> [Data for processing]:
PR #2317, opened 2021-01-11
Ability to configure the satoshi_per_byte for BTC transactions

lgalabru:
Motivated by the current surges on Mainnet, this PR is introducing 3 new settings:
- `satoshis_per_byte`
- `leader_key_tx_estimated_size`
- `block_commit_tx_estimated_size`

And getting rid of `burnchain_op_tx_fee`.

The current default is 50 sats/bytes, it's been tested on Testnet for a [key registration](https://mempool.space/testnet/tx/2f4e3187b3b8bf9d7aafc8e618159f19e2616d667e5bf684d242600144563fa7) and a [block commit](https://mempool.space/testnet/tx/36292112c685da83a0066b8b9aaf4177a10964dfd31204d3003a6d536f17b1dc). 
I took some time to refactor the logic for satoshis allocation, which will squash a few bugs with the UTXOs filtering (minimum amount was incorrect).

I see a TODO about RBF, any action we should take here?

### DIFF
--- a/testnet/stacks-node/Stacks.toml
+++ b/testnet/stacks-node/Stacks.toml
@@ -23,7 +23,7 @@ rpc_bind = "127.0.0.1:20443"
 # password = "secret"
 # timeout = 30
 # local_mining_public_key = "04ee0b1602eb18fef7986887a7e8769a30c9df981d33c8380d255edef003abdcd243a0eb74afdf6740e6c423e62aec631519a24cf5b1d62bf8a3e06ddc695dcb77"
-# satoshis_per_block_commit_op = 1000
+# satoshis_per_block_commit_op = 5500
 # commit_anchor_block_within = 3000
 
 ## Settings for public testnet, relying on a remote bitcoind server
@@ -33,7 +33,7 @@ rpc_bind = "127.0.0.1:20443"
 # chain = "bitcoin"
 # mode = "argon"
 # peer_host = "argon.blockstack.org"
-# satoshis_per_block_commit_op = 1000
+# satoshis_per_block_commit_op = 5500
 # commit_anchor_block_within = 10000
 # rpc_port = 3000
 # peer_port = 18444
--- a/testnet/stacks-node/Stacks.toml
+++ b/testnet/stacks-node/Stacks.toml
@@ -23,7 +23,7 @@ rpc_bind = "127.0.0.1:20443"
 # password = "secret"
 # timeout = 30
 # local_mining_public_key = "04ee0b1602eb18fef7986887a7e8769a30c9df981d33c8380d255edef003abdcd243a0eb74afdf6740e6c423e62aec631519a24cf5b1d62bf8a3e06ddc695dcb77"
-# burnchain_op_tx_fee = 1000
+# satoshis_per_block_commit_op = 1000
 # commit_anchor_block_within = 3000
 
 ## Settings for public testnet, relying on a remote bitcoind server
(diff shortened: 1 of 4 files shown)


testnet/stacks-node/Stacks.toml
```diff
@@ -23,7 +23,7 @@ rpc_bind = "127.0.0.1:20443"
 # password = "secret"
 # timeout = 30
 # local_mining_public_key = "04ee0b1602eb18fef7986887a7e8769a30c9df981d33c8380d255edef003abdcd243a0eb74afdf6740e6c423e62aec631519a24cf5b1d62bf8a3e06ddc695dcb77"
-# burnchain_op_tx_fee = 1000
+# satoshis_per_block_commit_op = 1000
```
kantai, line 26: Event though this is commented out, I think this should probably be `= 5500`

testnet/stacks-node/src/burnchains/bitcoin_regtest_controller.rs
```diff
@@ -730,7 +742,25 @@ impl BitcoinRegtestController {
...
 
-        let (mut tx, utxos) = self.prepare_tx(&public_key, payload.burn_fee, attempt)?;
+        let sunset_fee = if payload.sunset_burn > 0 {
+            cmp::max(payload.sunset_burn, DUST_UTXO_LIMIT)
+        } else {
+            0
+        };
+
+        let number_of_transfers = payload.commit_outs.len() as u64;
+        let value_per_transfer = payload.burn_fee / number_of_transfers;
```
kantai, line 752: Does `value_per_transfer` need to be `= cmp::max(value_per_transfer, DUST_UTXO_LIMIT)`?

kantai (approved):
This LGTM, just a couple comments regarding the dust limit.

testnet/stacks-node/src/burnchains/bitcoin_regtest_controller.rs
lgalabru: I think in that case, you would go over the cap that was fixed by the miner. I think this is being checked at a higher level, but we can abort the transaction here as well.

kantai: Ah, okay, as long as it gets checked somewhere, that works for me.

testnet/stacks-node/src/burnchains/bitcoin_regtest_controller.rs
```diff
@@ -730,7 +742,25 @@ impl BitcoinRegtestController {
...
+
+        let btc_miner_fee = self.config.burnchain.block_commit_tx_estimated_size
+            * self.config.burnchain.satoshis_per_byte
+            * attempt;
```
jcnelson, line 756: Is the `* attempt` at the end increasing the fee needlessly, considering that there's a separate `rbf_fee`?

testnet/stacks-node/Stacks.toml
lgalabru: Addressed with https://github.com/blockstack/stacks-blockchain/pull/2317/commits/46c89a2f299a5593d5137fd25a8a210f6035dd1c

testnet/stacks-node/src/burnchains/bitcoin_regtest_controller.rs
lgalabru: ha good catch, I've been doing a few back and forth there, thanks.
Addressed with https://github.com/blockstack/stacks-blockchain/pull/2317/commits/46c89a2f299a5593d5137fd25a8a210f6035dd1c

testnet/stacks-node/src/burnchains/bitcoin_regtest_controller.rs
lgalabru: Addressed with https://github.com/blockstack/stacks-blockchain/pull/2317/commits/c654e94be572e5edabf9a3205f1fe5cbb336a8d6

> [Directions for this task]: On how many lines of the material does the word "that" appear? Reply with the number alone.

> [Exercise result]: 3